PR #10630, opened 2024-04-25
[Bug #20453] Pointer being freed was not allocated in Regexp timeout

composerinteralia:
https://bugs.ruby-lang.org/issues/20228 started freeing `stk_base` to avoid a memory leak. But `stk_base` is sometimes stack allocated (using `xalloca`), so the free only works if the regex stack has grown enough to hit `stack_double` (which uses `xmalloc` and `xrealloc`).

To reproduce the problem on master and 3.3.1:

```ruby
Regexp.timeout = 0.001
/^(a*)x$/ =~ "a" * 1000000 + "x"'
#=> pointer being freed was not allocated / segfault
```

Some details about this potential fix:

`stk_base == stk_alloc` on [init](https://github.com/ruby/ruby/blob/dde99215f2bc60c22a00fc941ff7f714f011e920/regexec.c#L1153), so if `stk_base != stk_alloc` we can be sure we called [`stack_double`](https://github.com/ruby/ruby/blob/dde99215f2bc60c22a00fc941ff7f714f011e920/regexec.c#L1210) and it's safe to free. It's also safe to free if we've [saved](https://github.com/ruby/ruby/blob/dde99215f2bc60c22a00fc941ff7f714f011e920/regexec.c#L1187-L1189) the stack to `msa->stack_p`, since we do the `stk_base != stk_alloc` check before saving.

This matches the check we do inside [`stack_double`](https://github.com/ruby/ruby/blob/dde99215f2bc60c22a00fc941ff7f714f011e920/regexec.c#L1221)

### DIFF
--- a/regexec.c
+++ b/regexec.c
@@ -4218,7 +4218,8 @@ match_at(regex_t* reg, const UChar* str, const UChar* end,
 
  timeout:
   xfree(xmalloc_base);
-  xfree(stk_base);
+  if (stk_base != stk_alloc || IS_NOT_NULL(msa->stack_p))
+      xfree(stk_base);
   HANDLE_REG_TIMEOUT_IN_MATCH_AT;
 }
 
--- a/test/ruby/test_regexp.rb
+++ b/test/ruby/test_regexp.rb
@@ -1827,6 +1827,17 @@ class TestRegexp < Test::Unit::TestCase
     end;
   end
 
+  def test_bug_20453
+    assert_separately([], "#{<<-"begin;"}\n#{<<-'end;'}")
+    begin;
+      Regexp.timeout = 0.001
+
+      assert_raise(Regexp::TimeoutError) do
+        /^(a*)x$/ =~ "a" * 1000000 + "x"
+      end
+    end;
+  end
+
   def per_instance_redos_test(global_timeout, per_instance_timeout, expected_timeout)
     assert_separately([], "#{<<-"begin;"}\n#{<<-'end;'}")
       global_timeout = #{ EnvUtil.apply_timeout_scale(global_timeout).inspect }


regexec.c
```diff
@@ -4218,7 +4218,8 @@ match_at(regex_t* reg, const UChar* str, const UChar* end,
 
  timeout:
   xfree(xmalloc_base);
-  xfree(stk_base);
+  if (stk_base != stk_alloc || IS_NOT_NULL(msa->stack_p))
```
peterzhu2118, line 4221: Why do we need to check that `stk_base != stk_alloc` here?

composerinteralia: https://github.com/ruby/ruby/blob/dde99215f2bc60c22a00fc941ff7f714f011e920/regexec.c#L1177-L1181

It looks to me like if `stk_base == stk_alloc` then it could be stack allocated?

But maybe we don't need this check as long as we do a `STACK_SAVE` first? I'm not sure if we do that though. Still getting my bearings in this code.

test/ruby/test_regexp.rb
```diff
@@ -1827,6 +1827,17 @@ def test_s_timeout_memory_leak
...
   end
 
+  def test_bug_20453
+    assert_separately([], "#{<<-"begin;"}\n#{<<-'end;'}")
+    begin;
+      Regexp.timeout = 0.001
+
+      assert_raise(Regexp::TimeoutError) do
+        /^(a*)x$/ =~ "a" * 1000000 + "x"
+      end
```
nobu, line 1837: It is possible without changing the global setting.
And `assert_separately` may not be necessary, if you use it for this purpose.

```suggestion
      re = Regexp.new("^(a*)x$", timeout: 0.001)

      assert_raise(Regexp::TimeoutError) do
        re =~ "a" * 1000000 + "x"
      end
```

regexec.c
composerinteralia: Confirmed that if we only check `IS_NOT_NULL(msa->stack_p)` then we end up with a memory leak again.

But if we call `STACK_SAVE` first then it works. Maybe we could even do:

```
  STACK_SAVE;
  xfree(xmalloc_base);
  xfree(msa->stack_p);
```

What do you think?

test/ruby/test_regexp.rb
composerinteralia: Yeah, that makes good sense to me. Thank you!

peterzhu2118: Oops, I merged it before you were able to address this comment. Can you open a followup PR that addresses this?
┄┄┄┄┄┄┄┄┄┄
* **Work order**
The answer must be one number: how many lines in the records above contain "xfree".

* **Exercise response**
7